I have only one piece of advice to offer here: when planning IT architectures or outsourcing initiatives, use an incremental or emergent approach that avoids big designs or commitments upfront. Using an emergent approach not only limits risk, it also provides opportunities for learning. Most important, it enables one to verify that the envisaged benefits are not just wishful architect or manager-level thinking
Below I outline what such an approach might entail for the two ironies discussed earlier:
- For infrastructures/systems: avoid grandiose system designs that attempt to span the “enterprise” – remember that one size will not fit all of your users. . Consequently, enterprise architectures and governance systems should provide guidelines, rather than detailed prescriptions. As Anders Jensen-Waud puts it in this post: they should foster resilience and adaptability rather than conformance,
- For outsourcing: start small, possibly with a small project or system. This will help you get a sense for how outsourcing would work in your environment and help you figure out whether the vendor you have selected is really right for you. Remember, no two environments are identical so others’ lessons learned may be considerably less useful than you think. Finally, if you’re going to the cloud, be sure to factor in costs and technical challenges associated with interfacing external apps with in-house ones.

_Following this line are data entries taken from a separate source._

PR #1316, opened 2026-05-30
refactor(runtime): add `details` text to the fallback error component

agurtovoy:
See inline comments.

### DIFF
--- a/packages/runtime/src/components/shared/FallbackComponent/FallbackComponent.tsx
+++ b/packages/runtime/src/components/shared/FallbackComponent/FallbackComponent.tsx
@@ -4,10 +4,11 @@ import { Warning20 } from '../../icons/Warning20'
 
 type Props = {
   text: string
+  details?: string
 }
 
 export const FallbackComponent = forwardRef(function FallbackComponent(
-  { text }: Props,
+  { text, details }: Props,
   ref: Ref<HTMLDivElement>,
 ) {
   return (
@@ -30,6 +31,7 @@ export const FallbackComponent = forwardRef(function FallbackComponent(
     >
       <Warning20 />
       <span>{text}</span>
+      <span className={useStyle({ display: 'none' })}>{details}</span>
     </div>
   )
 })


packages/runtime/src/components/shared/FallbackComponent/FallbackComponent.tsx
```diff
@@ -4,10 +4,11 @@ import { Warning20 } from '../../icons/Warning20'
 
 type Props = {
   text: string
+  details?: string
 }
 
 export const FallbackComponent = forwardRef(function FallbackComponent(
-  { text }: Props,
+  { text, details }: Props,
```
agurtovoy, line 11: Traditionally, since this is a component that can show up on your live website, we kept the text message that is passed here short and generic (e.g. "Error rendering component"), and would log a more detailed message to the error console.

Now that we're rendering some of the custom components server-side, logging to the console (especially in production) is no longer adequate, but we still want the ability to surface more detailed diagnostics to our developer users. 

Adding a new `details` prop to enable that.

packages/runtime/src/components/shared/FallbackComponent/FallbackComponent.tsx
```diff
@@ -30,6 +31,7 @@ export const FallbackComponent = forwardRef(function FallbackComponent(
     >
       <Warning20 />
       <span>{text}</span>
+      <span className={useStyle({ display: 'none' })}>{details}</span>
```
agurtovoy, line 34: Currently rendered as hidden with an expectation that you'd examine the DOM to get the details. Might be okay to render as a tooltip (`role="tooltip"`), but I think this is adequate for now.

arvinpoddar: What if we didn't use `useStyle` and just defined the style itself inline, so we're not introducing a reliance on our CSS runtime functioning correctly?

arvinpoddar (approved):
Clever idea.

packages/runtime/src/components/shared/FallbackComponent/FallbackComponent.tsx
agurtovoy: Not a bad idea; we already use`useStyle` on the parent div (lines 15-30), though, and I didn't feel like touching it.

Yes, there’s nothing particularly profound here, it is just common sense…but you know what they say about the commonality of common sense.
Conclusion
In this post I have highlighted some ironies of enterprise information systems and have briefly outlined an emergent approach to avoiding them. I believe but cannot prove that ironical outcomes are almost guaranteed if one takes a monolithic, enterprise-style approach or a let’s-outsource-it-all attitude to enterprise information technology. Such a view overlooks the messy little details and differences that trip up big designs and grandiose plans. In the end, the only way to avoid ironical outcomes is to start small, learn from experience and incorporate that learning in an incremental manner in whatever you’re building or doing. Yes, you might end up with something you did not envisage at the start, but you will have learnt much along the way. More important, perhaps, is that you will be able to rest assured that it works.